For Rico Council to take full advantage of his NFL opportunity, he knows he must be a special rookie. Literally.
The former Howard High and Tennessee State star linebacker has been told repeatedly by coaches and veteran teammates that his best shot of earning a spot on the Atlanta Falcons roster is by becoming a playmaker on special teams.
"I'll do whatever I have to to make this team," said Council, who was the Ohio Valley Conference co-defensive player of the year last season. "I know that means playing special teams first, because that's just how the young guys earn a spot. My goal is to get on one of the special teams, because once you make that, you can work your way onto the field on defense. I've got to find a role and get some reps.
"It's always been a dream of mine to play in the NFL. I grew up a Falcons fan, so this is a great opportunity for me."
The 6-foot-1, 255-pound Council got his first glimpse of work against NFL competition Monday during the team's combined workout with the Titans at Coahulla Creek. The Falcons open the preseason against Baltimore tonight at 7:30 at the Georgia Dome.
Council is listed a third-team outside linebacker along with fellow rookie free agent Max Gruder, behind starter Sean Weatherspoon and Robert James.
Weatherspoon, a first-round pick in 2010 out of Missouri, said he has reminded Council that whether an early draft pick or a free agent, catching the coaches' eyes on special teams is the only sure way of making the roster.
"He has to keep showing up on tape," Weatherspoon said after Monday's workout. "I told him his job is to make it hard for them to let you go - that's the secret. Just keep showing up on film making plays anywhere on the field.
"I was a first-round draft choice, and my rookie year my snaps came on the punt team. Rico or any young linebacker in this league has to know that special teams is the best way to make a roster."

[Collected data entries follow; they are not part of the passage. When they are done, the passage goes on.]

PR #2763, opened 2021-10-18
Setting the control flow to Poll by default

jelmansouri-legion:
When running the tauri loop with run_iteration, the control flow is set to exit when the even loop are cleared. But since the control flow which is persistent across frames never changes, subsequent events are not handled by Tauri. Causing the webview not to resize for example.

- [X] Bugfix
- [ ] Feature
- [ ] Docs
- [ ] New Binding Issue #___
- [ ] Code style update
- [ ] Refactor
- [ ] Build-related changes
- [ ] Other, please describe:

- [ ] Yes. Issue #___
- [X] No

**Other information:**

### DIFF
--- a/core/tauri-runtime-wry/src/lib.rs
+++ b/core/tauri-runtime-wry/src/lib.rs
@@ -1815,6 +1815,7 @@ impl Runtime for Wry {
     self
       .event_loop
       .run_return(|event, event_loop, control_flow| {
+        *control_flow = ControlFlow::Poll;
         if let Event::MainEventsCleared = &event {
           *control_flow = ControlFlow::Exit;
         }


lucasfernog:
Thanks for catching this!

jelmansouri-legion:
Thanks for the merge, and the fix afterwards, I actually missed that Wait was used instead of Poll.
Would it make sense if the default behavior configurable, we have a game engine loop running and Poll would be better in our case:
```
// ControlFlow::Poll continuously runs the event loop, even if the OS hasn't
// dispatched any events. This is ideal for games and similar applications.

// ControlFlow::Wait pauses the event loop if no events are available to process.
// This is ideal for non-game applications that only update in response to user
// input, and uses significantly less power/CPU time than ControlFlow::Poll.
```
I can do a PR if you agree that it makes sense.
Thanks,

lucasfernog:
We've had issues with ControlFlow::Poll (100% cpu usage) so that's why we focus on Wait.

Issue #878, opened 2020-07-21
Make it more independent of project structure


ales-tsurko:
**Is your feature request related to a problem? Please describe.**

As far as I understand, Tauri can't be used without `src-tauri` directory. It's supposed to be an extension of a JS project. As for Rust-based projects, you can't omit `src-tauri` directory and should put everything related to Rust there.

For example, you already have a Cargo workspace with a structure like:
```
gui/          # JS-based GUI
some_crate_A/ # a crate, which is a part of the workspace
some_crate_B/ # another crate, which is a part of the workspace
src/          # Rust main crate, application's logic
Cargo.toml
```

But If you want to integrate Tauri into this project, you should change your project structure to something like:
```
src/              # JS-based GUI
src-tauri/                   
    some_crate_A/ # a crate, which is a part of the workspace
    some_crate_B/ # another crate, which is a part of the workspace
    src/          # Rust main crate, application's logic
    Cargo.toml
    tauri.conf.json
package.json
```

This makes the structure inconvenient for build/CI/CD scripts because you need to either change your project build tool to a JS one or add additional script at the root, or document everywhere that `src-tauri` should be considered the root and scripts should be run from there.

**Describe the solution you'd like**

Add an option to Tauri CLI to initialize a project in an existing directory. Also, it's worth providing instructions how to make it manually because the Cargo.toml and other files with same names as in the Tauri template could already exist in the project.

So you would, for example, just add `tauri.conf.json` to your project to make it possible to run `tauri dev` from its root and consider it a Tauri project. The described previously project structure would look like this after the change:

```
gui/          # JS-based GUI
some_crate_A/ # a crate, which is a part of the workspace
some_crate_B/ # another crate, which is a part of the workspace
src/          # Tauri Rust code, application's logic
Cargo.toml
tauri.conf.json
```

**Describe alternatives you've considered**
None.

**Additional context**
None.

chippers:
> Describe alternatives you've considered
None.

I think the default of belonging to the crate the `tauri.conf.json` is in is a good default.  I think an additional field in the config file to set override the app directory could be useful too so that more project layouts are possible.  Something like `tauri.conf.json > build > appDir` or w/e you wish to name the key.

nothingismagick:
We had a conversation about this yesterday at discord, and I think that this project layout is good alternative that will rise in popularity once we also make the rust-based CLI available...

boehs:
[...]

PR #2765, opened 2021-10-18
custom app and `src-tauri` folders, fix #2752

### LINKED ISSUE #2752: Custom folder for Rust source code
I want to split my codebase into two separate folders: the ui/app and a rust workspace where one of the crates is the tauri app and the rest are libraries that are used by the app.

My idea was to add options to the `package.json` and `tauri.conf.json` to specify the relative path to the respectively other config.

folder structure:

```
.
├── crates
│   ├── lib1
│   │   ├── Cargo.toml
│   │   └── src
│   ├── lib2
│   │   ├── Cargo.toml
│   │   └── src
│   └── tauri_app
│       ├── Cargo.toml
│       ├── src
│       └── tauri.conf.json
├── LICENSE
├── README.md
└── ui
    ├── package.json
    └── src
```

package.json:

```json
{
  "tauri": {
    "rustConfigPath": "../crates/tauri_app/"
  }
}
```

tari.conf.json

```json
{
  "build": {
    "appPath": "../../ui/",
  }
}
```

I found [this](https://github.com/tauri-apps/tauri/commit/a8cff6b3bc3288a53d7cdc5b3cb95d371309d2d6) commit but it requires the app and tauri app to be just one folder level apart.

crapStone:

- [ ] Bugfix
- [x] Feature (closes #2752)
- [ ] Docs
- [ ] New Binding Issue #___
- [ ] Code style update
- [ ] Refactor
- [ ] Build-related changes
- [ ] Other, please describe:

- [ ] Yes. Issue #___
- [x] No

**Other information:**

### DIFF
--- a/tooling/cli.rs/config_definition.rs
+++ b/tooling/cli.rs/config_definition.rs
@@ -818,6 +818,10 @@ pub struct BuildConfig {
   /// The path to the app's dist dir. This path must contain your index.html file.
   #[serde(default = "default_dist_dir")]
   pub dist_dir: AppUrl,
+  /// Directory path to app code. Can be omitted if the `package.json` is relative to the parent directory of this file.
+  /// Defaults to `None`.
+  #[serde(skip_serializing_if = "Option::is_none")]
+  pub app_dir: Option<PathBuf>,
   /// A shell command to run before `tauri dev` kicks in.
   ///
   /// The PLATFORM, ARCH, FAMILY, PLATFORM_TYPE and TAURI_DEBUG environment variables are set if you perform conditional compilation.
@@ -867,6 +871,7 @@ fn default_build() -> BuildConfig {
     runner: None,
     dev_path: default_dev_path(),
     dist_dir: default_dist_dir(),
+    app_dir: None,
     before_dev_command: None,
     before_build_command: None,
     features: None,
--- a/tooling/cli.rs/schema.json
+++ b/tooling/cli.rs/schema.json
@@ -260,6 +260,13 @@
       "description": "The Build configuration object.",
       "type": "object",
       "properties": {
+        "appDir": {
+          "description": "Directory path to app code. Can be omitted if the `package.json` is relative to the parent directory of this file. Defaults to `None`.",
+          "type": [
+            "string",
+            "null"
+          ]
+        },
         "beforeBuildCommand": {
           "description": "A shell command to run before `tauri build` kicks in.\n\nThe PLATFORM, ARCH, FAMILY, PLATFORM_TYPE and TAURI_DEBUG environment variables are set if you perform conditional compilation.",
           "type": [
--- a/tooling/cli.rs/src/build.rs
+++ b/tooling/cli.rs/src/build.rs
@@ -8,7 +8,7 @@ use heck::KebabCase;
 use tauri_bundler::bundle::{bundle_project, PackageType};
 
 use crate::helpers::{
-  app_paths::{app_dir, tauri_dir},
+  app_paths::{app_dir as get_app_dir, tauri_dir},
   command_env,
   config::{get as get_config, AppUrl},
   execute_with_output,
@@ -85,12 +85,18 @@ impl Build {
     if let Some(before_build) = &config_.build.before_build_command {
       if !before_build.is_empty() {
         logger.log(format!("Running `{}`", before_build));
+
+        let app_dir = match config_.build.app_dir.clone() {
+          Some(app_dir) => app_dir,
+          None => get_app_dir().to_owned(),
+        };
+
         #[cfg(target_os = "windows")]
         execute_with_output(
           Command::new("cmd")
             .arg("/C")
             .arg(before_build)
-            .current_dir(app_dir())
+            .current_dir(app_dir)
             .envs(command_env(self.debug)),
         )
         .with_context(|| format!("failed to run `{}` with `cmd /C`", before_build))?;
@@ -99,7 +105,7 @@ impl Build {
           Command::new("sh")
             .arg("-c")
             .arg(before_build)
-            .current_dir(app_dir())
+            .current_dir(app_dir)
             .envs(command_env(self.debug)),
         )
         .with_context(|| format!("failed to run `{}` with `sh -c`", before_build))?;
--- a/tooling/cli.rs/src/dev.rs
+++ b/tooling/cli.rs/src/dev.rs
@@ -3,7 +3,7 @@
 // SPDX-License-Identifier: MIT
 
 use crate::helpers::{
-  app_paths::{app_dir, tauri_dir},
+  app_paths::{app_dir as get_app_dir, tauri_dir},
   command_env,
   config::{get as get_config, reload as reload_config},
   manifest::{get_workspace_members, rewrite_manifest},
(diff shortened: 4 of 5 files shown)


amrbashir:
I know this is still a draft and we are thankful for your contribution but I will leave a comment anyways.

It seems like you are just adding an `appDir` field to `tauri.conf.json` but that hardly change anything. I mean `tauri dev/build/info` would still need to read the `tauri.conf.json` file to know where is the app directory and it will fail to find the file if you have it 2-levels deep in your project tree and we will be back to the same problem.

IMO, current behavior should stay the same but we add a cli option that users can use to point to the app directory.
- `tauri dev/build/info` behaves the same as it is now.
- `tauri dev/build/info --tauri-dir path/to/your/tauri/app` to use with unusual project structure.
the only downside I see for this is that `tauri info` won't be able to pickup where `package.json` is and won't show any info related to it.

crapStone:
I'm currently working on the same thing in the JS cli but there I want to add an optional config option in the `package.json` for the rust directory.

I could add both: the cli argument for the rust directory and the app directory in the `tauri.conf.json` and don't mess with the `package.json`.
My current code shouldn't break anything, unless you specifically need it it isn't even visible in the config. And if I understood it correctly the JS cli is just a thin wrapper around the Rust cli.

amrbashir:
> I'm currently working on the same thing in the JS cli but there I want to add an optional config option in the `package.json` for the rust directory.

`tauri dev/build` in the JS cli is the same as the rust cli, in fact it just passes it to a pre-compiled version of the cli.

> I could add both: the cli argument for the rust directory and the app directory in the `tauri.conf.json` and don't mess with the `package.json`.

I think the cli argument would suffice, given how much work it is to reading `appDir` from `tauri.conf.json` or from `package.json` what do you think @lucasfernog ? maybe have two cli arguments, `--tauri-config-json` and `--package-json`

> My current code shouldn't break anything, unless you specifically need it it isn't even visible in the config.

Apologies, It is not breaking anything, I didn't read your issue and thought `appDir` was referring to the tauri dir and not `package.json` so I was confused that `tauri config.json` will contain a field pointing to itself.

> And if I understood it correctly the JS cli is just a thin wrapper around the Rust cli.

yeah it is.

lucasfernog:
I think reading package.json/tauri.conf.json to check the path complicates the code a little bit, and it's not generic enough (there are some users that don't even have a package.json, so you can't rely on that to find the right tauri.conf.json path). Also a CLI argument is boring for users, having to write that all the time.

amrbashir:
The cli argument should be for people living on the edge with a really different project structure, ofc it is a tedious task to type in the path every time that's why I think most people will use it in a package.json script or a shell script at least.

kimlimjustin:
As a Tauri user who's looking for this feature, I'd like to say that this is a great feature to have, and IMO, the CLI option would be a better approach to handle this.

> Also a CLI argument is boring for users, having to write that all the time.

As a user, I don't think so. With the help of the `scripts` section of `package.json`, what you need to run is only `yarn dev/build/info`(or `npm build/build/info`). 

What I meant by the `scripts` section is something like this:
```json
"name": "tauri-app",
"scripts": {
    "dev": "tauri dev --tauri-dir path/to/app",
    "build": "tauri build --tauri-dir path/to/app",
    "info": "tauri info --tauri-dir path/to/app"
}
```

OJFord:
In my case, I have a normally-structured Tauri project (UI/app/package.json contents and all) that is a Cargo workspace member alongside a couple of others:
```
.
+-Cargo.toml
+-tauri-app
|  +-Cargo.toml
|  +-package.json
|  +-src-tauri
|  + [...]
|
+-some-lib
|  +-Cargo.toml
|  + [...]
[...]
```

i.e. if I `cd tauri-app`, everything is 'normal' and any `tauri` command will work as expected. But it's usually more convenient for me to be at the `.` level here, where the `./Cargo.toml` has contents like:
```toml
[workspace]
members = [
    "tauri-app",
    "some-lib",
]
```

so if I run `cargo tauri dev`, it of course complains it doesn't look like a Tauri project.

> Also a CLI argument is boring for users, having to write that all the time.

> ofc it is a tedious task to type in the path every time that's why I think most people will use it in a package.json script or a shell script at least.

What would be _really_ convenient would be if tauri-cli could detect that I'm in a cargo workspace, and look at the members to see which look(s) like a tauri project(s). (And error only if none are.)

However, that still wouldn't solve the layout in #2752 without `cargo` offering a change-directory arg (I'm pretty sure it doesn't).

I came across this in trying to switch from a `package.json` script which I could run as `yarn --cwd=tauri-app dev` to using `cargo tauri dev`/`cargo build` as the entrypoint. As far as I'm aware, the implementation of that is nothing more than you get from `(cd tauri-app && yarn dev)` in bash, just an added convenience.

If tauri had a similarly behaving argument - `cd` and execute as normal - then issues of varying project structure could be resolved by having to be in the appropriate directory for the command run, so using the suggested layout this would be the same `--dir` option for any command, but in #2752 might be different for `info` vs. `dev`/`build` since `src-tauri` and `package.json` are not in the same directory.

crapStone:
I like your ideas. Unfortunately I didn't have much time in the last few weeks to work on this, but during the winter holidays there should be enough time.

OJFord:
> What would be really convenient would be if tauri-cli could detect that I'm in a cargo workspace, and look at the members to see which look(s) like a tauri project(s). (And error only if none are.) [...] [or if] tauri had a similarly behaving argument - cd and execute as normal - then issues of varying project structure could be resolved by having to be in the appropriate directory for the command run, so using the suggested layout this would be the same --dir option for any command, but in #2752 might be different for info vs. dev/build since src-tauri and package.json are not in the same directory.

This actually looks to be done in a third alternative way in #2654: it's not yet in a release and I haven't tried it, but it seems `cargo tauri` will now look for a `tauri.conf.json` (recursively) in any subdirectories. This should solve the workspace member case, my layout, without caring that there's a cargo workspace or not, just the presence of that file. I suspect this would also work for your layout described in #2752 modulo the gotcha I mentioned above, as long as package.json et al. not looked for. i.e. I suspect you can get dev/build working fine given appropriate pre-commands/build.rs.

Edit: I have now tried it, and indeed it works nicely for me. It would trip over if multiple workspace members had `tauri.conf.json`s though I suppose, but not an issue for me.

CjS77:
Without this feature, you literally cannot run the examples in the tauri repo itself using `cargo tauri dev`, which really hurts when you're trying to climb the learning curve as a newcomer to the project. Even #2654 doesn't quite close the gap because there are multiple Tauri apps in the workspace.

FabianLars:
@CjS77 You won't be able to run run them with that command afterwards either, because they are configured to be executed via `cargo run --example` (with exceptions). This is mutually exclusive.

CjS77:
I'm overly generalising, apologies.

The specific issue is that the `resources` example doesn't work properly using `cargo run ...` because the resources are not bundled.

But it doesn't run using `cargo tauri dev` either because you run into either the "project thinks its in a workspace" issue or the "this isn't a Tauri project" issue depending on the folder you try run the project from.

boehs:
~~Closes #878?~~ Closed by #2654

Council led TSU last year with 87 tackles. He showed up in virtually every other defensive category as well, with 8.5 tackles for loss, 3.5 sacks, one interception, 11 passes defensed, one forced fumble and two fumble recoveries. But the competition he saw in college doesn't match the NFL.
"The speed of the game is the biggest eye-opener," Council said. "I learned real quick that everybody can play, so besides talent you have to give your best effort and go hard on every play. The linemen here are faster than the backs in college a lot of times. You have to play fast every play."
That adjustment to the game speed and finding ways to get noticed on kickoff and punt coverage will determine whether Council survives when roster cuts begin.
"Well, Rico has worked very hard, so we have noticed that right off," Falcons coach Mike Smith said. "Of course, he played in the OVC at TSU, so the first thing is to adjust to the speed at this level. He needs to impress the coaches on special teams, because that's how a guy like that is going to make our team."